Today, 23 per cent of the WHO’s budget comes from the regular assessed contributions to the organization by member states. The issue is not ‘good’ or ‘bad’ money – it is priorities. Money talks – and too frequently the priorities set by the 193 Ministries of Health have been bypassed by the development agencies that hold the purse strings. Therefore, many of the countries (and the European Union (EU)), the leaders of which do see a need to support the core rule-setting functions of the organization, are providing un-earmarked voluntary contributions. Despite the increase of global health challenges (the most recent outbreak of H7N9 is a case in point), there seems to be a general agreement that an increase of regular assessed contributions would not pass national parliaments.

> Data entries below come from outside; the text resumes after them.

PR #5791, opened 2020-05-16
Update tears up, eyes-left fade removal

multimokia:
Requesting all of you just so this looks good to all of us.

Thanks @Professor-JMO for doing the eyes + tear adjustments

## Changes:
- Tears up now have streams on the outside of the eye rather than the inside
- Eyes left now no longer basically fades into the skin

## Testing:
- Verify new sprites look good


multimokia:
@ThePotatoGuy also requesting a code review for this w/ the generator adjusts

tools/spritemaker.py
```diff
@@ -875,6 +875,15 @@ def run_gss(sprite_db, sprite_db_keys, quiet=False, sp_per_file=500):
         if not menutils.ask_continue():
             return
 
+    #Refresh this so we make all invalid sprites
```
ThePotatoGuy, line 878: what is this for?

multimokia: Running the spritemaker and just hitting `Generate Sprites` (in the case you just added an `image monika <code>` in the file won't generate it's corresponding ATL required staticsprite. The part there allows it to do so (needed to especially here so the tears could be updated)

PR #5795, opened 2020-05-18
ily2 TT protection

jmwall24:
Currently, if you TT backward right after a topic that returns "love" (or uses `MAS_ILY()`), the `I love you!` menu prompt will be stuck on `I love you too!` until you click it or say goodbye due to the `check_time` (in this case the current time) in `mas_passedILY()` being less than `persistent._mas_last_monika_ily`, therefore always making it less than 10 secs since she said 'I love you.' This adds a check so if `check_time` is before  `persistent._mas_last_monika_ily`, we return False and reset  `persistent._mas_last_monika_ily`.

## Testing

- verify the `I love you!`/`I love you too!` main menu prompt works as expected during normal usage.

- verify if you TT backward right after something that returns "love", `I love you too!` is not the prompt.

### DIFF
--- a/Monika After Story/game/definitions.rpy
+++ b/Monika After Story/game/definitions.rpy
@@ -3485,7 +3485,7 @@ init -991 python in mas_utils:
 
     def logcreate(filepath, append=False, flush=False, addversion=False):
         """
-        Creates a log at the given filepath. 
+        Creates a log at the given filepath.
         This also opens the log and sets raw_write to True.
         This also adds per version number if desired
 
@@ -3499,7 +3499,7 @@ init -991 python in mas_utils:
                 You dont need this if you create the log in runtime,
                 (Default: False)
 
-        RETURNS: created log object. 
+        RETURNS: created log object.
         """
         new_log = getMASLog(filepath, append=append, flush=flush)
         new_log.open()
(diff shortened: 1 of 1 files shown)


Monika After Story/game/definitions.rpy
```diff
@@ -6732,7 +6732,13 @@ init python:
         """
         if check_time is None:
             check_time = datetime.datetime.now()
-        return persistent._mas_last_monika_ily is not None and (check_time - persistent._mas_last_monika_ily) <= pass_time
+
+        # if a backward TT is detected here, return False and reset persistent._mas_last_monika_ily
+        if persistent._mas_last_monika_ily is None or persistent._mas_last_monika_ily > check_time:
+            persistent._mas_last_monika_ily = None
```
ThePotatoGuy, line 6738: do we call this function with a value passed into `check_time` anywhere? 

The `check_time` parameter doesn't make sense with this change since you could purposefully pass in an old `check_time` and change game state.
If it's unused, we should dummy out the parameter.
If it's lightly used, then we should make a new function for `check_time` usage and replace the appropriate lines.
If it's heavily used, then we should consider a new function that doesn't use `check_time` at all.

jmwall24: this func is only used once, and that's when we load the Talk menu to check for this one purpose. It honestly doesn't need check_time as a passed in param, just as an internal var that is set to now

In my view, the new type of budget and the financing dialogue proposed as part of the WHO reform can be a first step to establish a new financing model for the WHO. It can be an entry point to a discussion on what value we attach to global public goods for health – such as norms and rules, health security, rapid outbreak response, polio eradication. What level of funding does this require? Who contributes? The EU and the G8 leaders should take this challenge to the G20 and the UN General Assembly as part of the debate on the sustainable development goals, maybe linked to the global financial transaction tax. The debate on financing global public goods for health must be conducted beyond the WHA.

Where does the WFPHA come in? The WHO reform process has led to an intensive involvement of civil society networks. They have contributed significantly to the debate on the role of WHO in global governance and other issues that lie at the core of the WHO’s independence. I suggest that WHO’s role in the provision of global public goods, smart sovereignty by member states willing to pool responsibilities, and new financing mechanisms for global public goods for health become the three focal issues that civil society prioritizes in the context of WHO reform. And because ‘good global health begins at home’, much of this advocacy needs to take place within countries, not only at the global level.

Declaration of interest: Ilona Kickbusch is the director of the Global Health Programme at the Graduate Institute in Geneva. She was a WHO staff member between 1981 and 1998. Presently, she advises several WHO programmes. The Global Health Programme is involved in Global Health Diplomacy training with several parts of the organization. She has been an advocate of a global public goods approach to global health for many years.